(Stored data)
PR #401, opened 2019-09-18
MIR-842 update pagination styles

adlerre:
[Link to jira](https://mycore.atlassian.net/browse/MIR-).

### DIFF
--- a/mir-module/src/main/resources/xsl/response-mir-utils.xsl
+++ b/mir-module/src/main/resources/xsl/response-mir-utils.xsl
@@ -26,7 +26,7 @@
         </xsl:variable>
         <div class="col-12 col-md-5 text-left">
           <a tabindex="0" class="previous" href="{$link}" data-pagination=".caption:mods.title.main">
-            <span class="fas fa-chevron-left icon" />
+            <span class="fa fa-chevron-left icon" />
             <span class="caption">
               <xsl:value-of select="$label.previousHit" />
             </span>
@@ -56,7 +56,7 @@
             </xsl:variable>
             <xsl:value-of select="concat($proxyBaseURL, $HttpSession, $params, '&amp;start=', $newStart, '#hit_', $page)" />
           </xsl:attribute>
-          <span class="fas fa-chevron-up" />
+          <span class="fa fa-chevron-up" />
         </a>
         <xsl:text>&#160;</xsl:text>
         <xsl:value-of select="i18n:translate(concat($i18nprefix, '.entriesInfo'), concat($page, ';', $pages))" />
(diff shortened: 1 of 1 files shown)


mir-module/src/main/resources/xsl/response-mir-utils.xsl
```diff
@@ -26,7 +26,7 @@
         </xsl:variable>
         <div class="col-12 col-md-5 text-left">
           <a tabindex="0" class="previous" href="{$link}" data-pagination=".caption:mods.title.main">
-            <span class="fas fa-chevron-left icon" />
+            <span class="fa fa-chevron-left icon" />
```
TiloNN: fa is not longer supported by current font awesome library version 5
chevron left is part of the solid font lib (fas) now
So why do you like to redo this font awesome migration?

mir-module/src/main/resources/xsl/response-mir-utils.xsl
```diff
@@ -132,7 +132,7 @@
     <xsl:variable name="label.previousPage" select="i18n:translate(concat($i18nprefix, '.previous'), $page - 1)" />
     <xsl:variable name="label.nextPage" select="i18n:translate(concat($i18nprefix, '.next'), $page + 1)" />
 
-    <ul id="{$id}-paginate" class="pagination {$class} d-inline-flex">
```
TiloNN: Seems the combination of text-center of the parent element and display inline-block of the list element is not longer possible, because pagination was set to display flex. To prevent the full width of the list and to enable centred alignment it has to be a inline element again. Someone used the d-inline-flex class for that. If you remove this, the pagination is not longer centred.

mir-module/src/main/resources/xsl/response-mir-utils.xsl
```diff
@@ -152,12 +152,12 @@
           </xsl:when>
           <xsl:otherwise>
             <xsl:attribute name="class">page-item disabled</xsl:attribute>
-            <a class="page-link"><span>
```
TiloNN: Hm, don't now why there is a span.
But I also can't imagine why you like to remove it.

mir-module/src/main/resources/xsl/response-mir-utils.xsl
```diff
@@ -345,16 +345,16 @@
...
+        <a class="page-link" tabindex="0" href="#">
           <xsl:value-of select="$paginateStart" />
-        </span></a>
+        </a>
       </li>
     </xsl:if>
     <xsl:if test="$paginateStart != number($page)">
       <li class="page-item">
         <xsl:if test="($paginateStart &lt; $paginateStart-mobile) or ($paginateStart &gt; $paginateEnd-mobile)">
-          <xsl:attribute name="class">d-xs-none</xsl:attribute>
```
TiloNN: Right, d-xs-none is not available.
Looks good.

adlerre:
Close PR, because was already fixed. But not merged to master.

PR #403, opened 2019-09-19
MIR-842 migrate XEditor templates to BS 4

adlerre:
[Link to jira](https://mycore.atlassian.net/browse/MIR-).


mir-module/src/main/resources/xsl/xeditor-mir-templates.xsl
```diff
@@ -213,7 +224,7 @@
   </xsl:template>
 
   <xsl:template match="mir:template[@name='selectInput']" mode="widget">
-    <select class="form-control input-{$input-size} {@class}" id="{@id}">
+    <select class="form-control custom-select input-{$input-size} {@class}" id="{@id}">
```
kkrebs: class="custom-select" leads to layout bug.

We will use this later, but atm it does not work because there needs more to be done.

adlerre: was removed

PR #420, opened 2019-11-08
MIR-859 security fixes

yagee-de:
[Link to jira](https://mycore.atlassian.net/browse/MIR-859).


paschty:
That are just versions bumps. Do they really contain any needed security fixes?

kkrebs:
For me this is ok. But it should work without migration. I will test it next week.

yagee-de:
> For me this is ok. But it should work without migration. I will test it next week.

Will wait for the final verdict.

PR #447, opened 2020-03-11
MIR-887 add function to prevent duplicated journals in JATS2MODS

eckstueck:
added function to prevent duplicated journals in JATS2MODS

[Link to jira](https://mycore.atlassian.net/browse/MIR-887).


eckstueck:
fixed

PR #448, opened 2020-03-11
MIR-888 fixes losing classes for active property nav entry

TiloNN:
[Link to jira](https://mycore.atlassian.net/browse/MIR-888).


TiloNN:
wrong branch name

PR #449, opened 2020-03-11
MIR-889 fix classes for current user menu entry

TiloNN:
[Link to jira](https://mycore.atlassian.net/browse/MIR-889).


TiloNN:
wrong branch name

### WORK ORDER
The task here is to output the line with "MIR-842 migrate XEditor templates to BS 4" and all lines after it to the end of the records above, exactly and only those.

### REPLY
MIR-842 migrate XEditor templates to BS 4

adlerre:
[Link to jira](https://mycore.atlassian.net/browse/MIR-).


mir-module/src/main/resources/xsl/xeditor-mir-templates.xsl
```diff
@@ -213,7 +224,7 @@
   </xsl:template>
 
   <xsl:template match="mir:template[@name='selectInput']" mode="widget">
-    <select class="form-control input-{$input-size} {@class}" id="{@id}">
+    <select class="form-control custom-select input-{$input-size} {@class}" id="{@id}">
```
kkrebs: class="custom-select" leads to layout bug.

We will use this later, but atm it does not work because there needs more to be done.

adlerre: was removed

PR #420, opened 2019-11-08
MIR-859 security fixes

yagee-de:
[Link to jira](https://mycore.atlassian.net/browse/MIR-859).


paschty:
That are just versions bumps. Do they really contain any needed security fixes?

kkrebs:
For me this is ok. But it should work without migration. I will test it next week.

yagee-de:
> For me this is ok. But it should work without migration. I will test it next week.

Will wait for the final verdict.

PR #447, opened 2020-03-11
MIR-887 add function to prevent duplicated journals in JATS2MODS

eckstueck:
added function to prevent duplicated journals in JATS2MODS

[Link to jira](https://mycore.atlassian.net/browse/MIR-887).


eckstueck:
fixed

PR #448, opened 2020-03-11
MIR-888 fixes losing classes for active property nav entry

TiloNN:
[Link to jira](https://mycore.atlassian.net/browse/MIR-888).


TiloNN:
wrong branch name

PR #449, opened 2020-03-11
MIR-889 fix classes for current user menu entry

TiloNN:
[Link to jira](https://mycore.atlassian.net/browse/MIR-889).


TiloNN:
wrong branch name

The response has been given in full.